# [WHAT THE TASK ASKS]
Please reproduce every entry, keeping each one exact.

::::::

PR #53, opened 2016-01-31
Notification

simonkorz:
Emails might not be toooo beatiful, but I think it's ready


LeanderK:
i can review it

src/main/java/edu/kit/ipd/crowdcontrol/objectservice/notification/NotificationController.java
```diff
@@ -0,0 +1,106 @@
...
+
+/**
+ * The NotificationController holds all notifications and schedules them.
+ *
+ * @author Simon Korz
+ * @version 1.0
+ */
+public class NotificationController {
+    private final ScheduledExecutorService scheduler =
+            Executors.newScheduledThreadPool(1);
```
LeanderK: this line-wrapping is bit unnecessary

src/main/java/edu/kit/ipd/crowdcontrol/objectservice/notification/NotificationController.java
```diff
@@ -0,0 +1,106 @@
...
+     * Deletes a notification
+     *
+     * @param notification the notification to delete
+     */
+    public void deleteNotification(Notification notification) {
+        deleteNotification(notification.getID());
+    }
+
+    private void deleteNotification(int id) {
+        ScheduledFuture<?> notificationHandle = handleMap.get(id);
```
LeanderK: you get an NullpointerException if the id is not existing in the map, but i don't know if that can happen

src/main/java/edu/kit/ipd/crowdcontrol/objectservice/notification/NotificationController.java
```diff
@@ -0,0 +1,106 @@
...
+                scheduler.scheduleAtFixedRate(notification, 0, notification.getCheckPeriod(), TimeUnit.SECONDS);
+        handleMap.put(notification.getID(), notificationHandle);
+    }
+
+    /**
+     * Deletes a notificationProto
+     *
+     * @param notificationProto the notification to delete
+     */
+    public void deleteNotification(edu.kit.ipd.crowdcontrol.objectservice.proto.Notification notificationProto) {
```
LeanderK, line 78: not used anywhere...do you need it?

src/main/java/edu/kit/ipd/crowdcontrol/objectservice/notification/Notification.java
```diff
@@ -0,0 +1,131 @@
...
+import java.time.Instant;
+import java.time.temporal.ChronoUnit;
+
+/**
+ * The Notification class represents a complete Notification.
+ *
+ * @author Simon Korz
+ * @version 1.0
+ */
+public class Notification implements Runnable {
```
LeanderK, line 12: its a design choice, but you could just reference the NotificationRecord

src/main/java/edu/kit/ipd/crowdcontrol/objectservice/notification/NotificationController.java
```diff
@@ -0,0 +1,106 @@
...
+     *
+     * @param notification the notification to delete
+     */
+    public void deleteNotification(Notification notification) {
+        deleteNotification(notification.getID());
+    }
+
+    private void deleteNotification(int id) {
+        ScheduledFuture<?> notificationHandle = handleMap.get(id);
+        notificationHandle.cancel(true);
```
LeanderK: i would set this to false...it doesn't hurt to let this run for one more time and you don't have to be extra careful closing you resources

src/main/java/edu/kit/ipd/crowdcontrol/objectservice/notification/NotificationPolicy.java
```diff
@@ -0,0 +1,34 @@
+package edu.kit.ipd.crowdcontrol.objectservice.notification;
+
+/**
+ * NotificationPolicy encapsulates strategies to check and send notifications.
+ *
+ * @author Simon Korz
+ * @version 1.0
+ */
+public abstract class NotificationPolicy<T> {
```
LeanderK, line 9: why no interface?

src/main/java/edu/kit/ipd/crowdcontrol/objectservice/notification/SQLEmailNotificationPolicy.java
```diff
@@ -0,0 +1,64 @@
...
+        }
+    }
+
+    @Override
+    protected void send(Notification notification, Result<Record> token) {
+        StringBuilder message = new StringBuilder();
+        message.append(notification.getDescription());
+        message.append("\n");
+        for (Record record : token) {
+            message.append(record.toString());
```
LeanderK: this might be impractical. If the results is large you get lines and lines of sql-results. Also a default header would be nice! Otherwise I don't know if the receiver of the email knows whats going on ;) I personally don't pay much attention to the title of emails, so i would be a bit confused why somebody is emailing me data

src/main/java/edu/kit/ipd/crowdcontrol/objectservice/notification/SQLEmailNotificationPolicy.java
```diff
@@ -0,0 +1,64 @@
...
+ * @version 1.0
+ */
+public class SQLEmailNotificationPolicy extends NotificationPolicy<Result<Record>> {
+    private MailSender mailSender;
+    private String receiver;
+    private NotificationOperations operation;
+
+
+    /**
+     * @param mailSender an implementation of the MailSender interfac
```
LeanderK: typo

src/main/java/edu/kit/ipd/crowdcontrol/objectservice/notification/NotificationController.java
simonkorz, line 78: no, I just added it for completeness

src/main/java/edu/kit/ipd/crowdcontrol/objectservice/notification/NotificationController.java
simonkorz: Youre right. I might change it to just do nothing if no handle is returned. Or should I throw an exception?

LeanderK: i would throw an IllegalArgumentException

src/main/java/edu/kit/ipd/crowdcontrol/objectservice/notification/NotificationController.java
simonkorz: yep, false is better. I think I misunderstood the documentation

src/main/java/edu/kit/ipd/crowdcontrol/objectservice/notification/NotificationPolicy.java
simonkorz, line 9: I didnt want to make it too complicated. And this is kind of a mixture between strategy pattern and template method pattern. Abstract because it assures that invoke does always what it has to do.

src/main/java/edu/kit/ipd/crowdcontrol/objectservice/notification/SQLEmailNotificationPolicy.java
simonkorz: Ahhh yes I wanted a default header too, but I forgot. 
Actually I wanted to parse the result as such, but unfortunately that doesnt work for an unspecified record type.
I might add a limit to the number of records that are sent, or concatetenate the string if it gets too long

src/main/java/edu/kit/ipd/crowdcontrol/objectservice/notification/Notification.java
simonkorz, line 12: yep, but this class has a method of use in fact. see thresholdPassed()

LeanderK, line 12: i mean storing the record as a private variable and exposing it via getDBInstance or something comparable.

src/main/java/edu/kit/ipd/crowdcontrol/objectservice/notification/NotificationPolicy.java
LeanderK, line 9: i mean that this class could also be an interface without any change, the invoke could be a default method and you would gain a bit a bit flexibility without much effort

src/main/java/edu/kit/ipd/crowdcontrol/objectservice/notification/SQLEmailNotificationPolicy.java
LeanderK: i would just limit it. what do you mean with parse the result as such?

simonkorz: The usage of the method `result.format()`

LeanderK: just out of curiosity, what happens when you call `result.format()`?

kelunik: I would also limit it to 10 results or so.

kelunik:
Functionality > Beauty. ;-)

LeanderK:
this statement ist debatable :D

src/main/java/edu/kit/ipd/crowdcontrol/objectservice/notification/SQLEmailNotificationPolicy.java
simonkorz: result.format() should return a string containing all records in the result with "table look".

::::::

# [RESULT OF THE TASK]
PR #53, opened 2016-01-31
Notification

simonkorz:
Emails might not be toooo beatiful, but I think it's ready


LeanderK:
i can review it

src/main/java/edu/kit/ipd/crowdcontrol/objectservice/notification/NotificationController.java
```diff
@@ -0,0 +1,106 @@
...
+
+/**
+ * The NotificationController holds all notifications and schedules them.
+ *
+ * @author Simon Korz
+ * @version 1.0
+ */
+public class NotificationController {
+    private final ScheduledExecutorService scheduler =
+            Executors.newScheduledThreadPool(1);
```
LeanderK: this line-wrapping is bit unnecessary

src/main/java/edu/kit/ipd/crowdcontrol/objectservice/notification/NotificationController.java
```diff
@@ -0,0 +1,106 @@
...
+     * Deletes a notification
+     *
+     * @param notification the notification to delete
+     */
+    public void deleteNotification(Notification notification) {
+        deleteNotification(notification.getID());
+    }
+
+    private void deleteNotification(int id) {
+        ScheduledFuture<?> notificationHandle = handleMap.get(id);
```
LeanderK: you get an NullpointerException if the id is not existing in the map, but i don't know if that can happen

src/main/java/edu/kit/ipd/crowdcontrol/objectservice/notification/NotificationController.java
```diff
@@ -0,0 +1,106 @@
...
+                scheduler.scheduleAtFixedRate(notification, 0, notification.getCheckPeriod(), TimeUnit.SECONDS);
+        handleMap.put(notification.getID(), notificationHandle);
+    }
+
+    /**
+     * Deletes a notificationProto
+     *
+     * @param notificationProto the notification to delete
+     */
+    public void deleteNotification(edu.kit.ipd.crowdcontrol.objectservice.proto.Notification notificationProto) {
```
LeanderK, line 78: not used anywhere...do you need it?

src/main/java/edu/kit/ipd/crowdcontrol/objectservice/notification/Notification.java
```diff
@@ -0,0 +1,131 @@
...
+import java.time.Instant;
+import java.time.temporal.ChronoUnit;
+
+/**
+ * The Notification class represents a complete Notification.
+ *
+ * @author Simon Korz
+ * @version 1.0
+ */
+public class Notification implements Runnable {
```
LeanderK, line 12: its a design choice, but you could just reference the NotificationRecord

src/main/java/edu/kit/ipd/crowdcontrol/objectservice/notification/NotificationController.java
```diff
@@ -0,0 +1,106 @@
...
+     *
+     * @param notification the notification to delete
+     */
+    public void deleteNotification(Notification notification) {
+        deleteNotification(notification.getID());
+    }
+
+    private void deleteNotification(int id) {
+        ScheduledFuture<?> notificationHandle = handleMap.get(id);
+        notificationHandle.cancel(true);
```
LeanderK: i would set this to false...it doesn't hurt to let this run for one more time and you don't have to be extra careful closing you resources

src/main/java/edu/kit/ipd/crowdcontrol/objectservice/notification/NotificationPolicy.java
```diff
@@ -0,0 +1,34 @@
+package edu.kit.ipd.crowdcontrol.objectservice.notification;
+
+/**
+ * NotificationPolicy encapsulates strategies to check and send notifications.
+ *
+ * @author Simon Korz
+ * @version 1.0
+ */
+public abstract class NotificationPolicy<T> {
```
LeanderK, line 9: why no interface?

src/main/java/edu/kit/ipd/crowdcontrol/objectservice/notification/SQLEmailNotificationPolicy.java
```diff
@@ -0,0 +1,64 @@
...
+        }
+    }
+
+    @Override
+    protected void send(Notification notification, Result<Record> token) {
+        StringBuilder message = new StringBuilder();
+        message.append(notification.getDescription());
+        message.append("\n");
+        for (Record record : token) {
+            message.append(record.toString());
```
LeanderK: this might be impractical. If the results is large you get lines and lines of sql-results. Also a default header would be nice! Otherwise I don't know if the receiver of the email knows whats going on ;) I personally don't pay much attention to the title of emails, so i would be a bit confused why somebody is emailing me data

src/main/java/edu/kit/ipd/crowdcontrol/objectservice/notification/SQLEmailNotificationPolicy.java
```diff
@@ -0,0 +1,64 @@
...
+ * @version 1.0
+ */
+public class SQLEmailNotificationPolicy extends NotificationPolicy<Result<Record>> {
+    private MailSender mailSender;
+    private String receiver;
+    private NotificationOperations operation;
+
+
+    /**
+     * @param mailSender an implementation of the MailSender interfac
```
LeanderK: typo

src/main/java/edu/kit/ipd/crowdcontrol/objectservice/notification/NotificationController.java
simonkorz, line 78: no, I just added it for completeness

src/main/java/edu/kit/ipd/crowdcontrol/objectservice/notification/NotificationController.java
simonkorz: Youre right. I might change it to just do nothing if no handle is returned. Or should I throw an exception?

LeanderK: i would throw an IllegalArgumentException

src/main/java/edu/kit/ipd/crowdcontrol/objectservice/notification/NotificationController.java
simonkorz: yep, false is better. I think I misunderstood the documentation

src/main/java/edu/kit/ipd/crowdcontrol/objectservice/notification/NotificationPolicy.java
simonkorz, line 9: I didnt want to make it too complicated. And this is kind of a mixture between strategy pattern and template method pattern. Abstract because it assures that invoke does always what it has to do.

src/main/java/edu/kit/ipd/crowdcontrol/objectservice/notification/SQLEmailNotificationPolicy.java
simonkorz: Ahhh yes I wanted a default header too, but I forgot. 
Actually I wanted to parse the result as such, but unfortunately that doesnt work for an unspecified record type.
I might add a limit to the number of records that are sent, or concatetenate the string if it gets too long

src/main/java/edu/kit/ipd/crowdcontrol/objectservice/notification/Notification.java
simonkorz, line 12: yep, but this class has a method of use in fact. see thresholdPassed()

LeanderK, line 12: i mean storing the record as a private variable and exposing it via getDBInstance or something comparable.

src/main/java/edu/kit/ipd/crowdcontrol/objectservice/notification/NotificationPolicy.java
LeanderK, line 9: i mean that this class could also be an interface without any change, the invoke could be a default method and you would gain a bit a bit flexibility without much effort

src/main/java/edu/kit/ipd/crowdcontrol/objectservice/notification/SQLEmailNotificationPolicy.java
LeanderK: i would just limit it. what do you mean with parse the result as such?

simonkorz: The usage of the method `result.format()`

LeanderK: just out of curiosity, what happens when you call `result.format()`?

kelunik: I would also limit it to 10 results or so.

kelunik:
Functionality > Beauty. ;-)

LeanderK:
this statement ist debatable :D

src/main/java/edu/kit/ipd/crowdcontrol/objectservice/notification/SQLEmailNotificationPolicy.java
simonkorz: result.format() should return a string containing all records in the result with "table look".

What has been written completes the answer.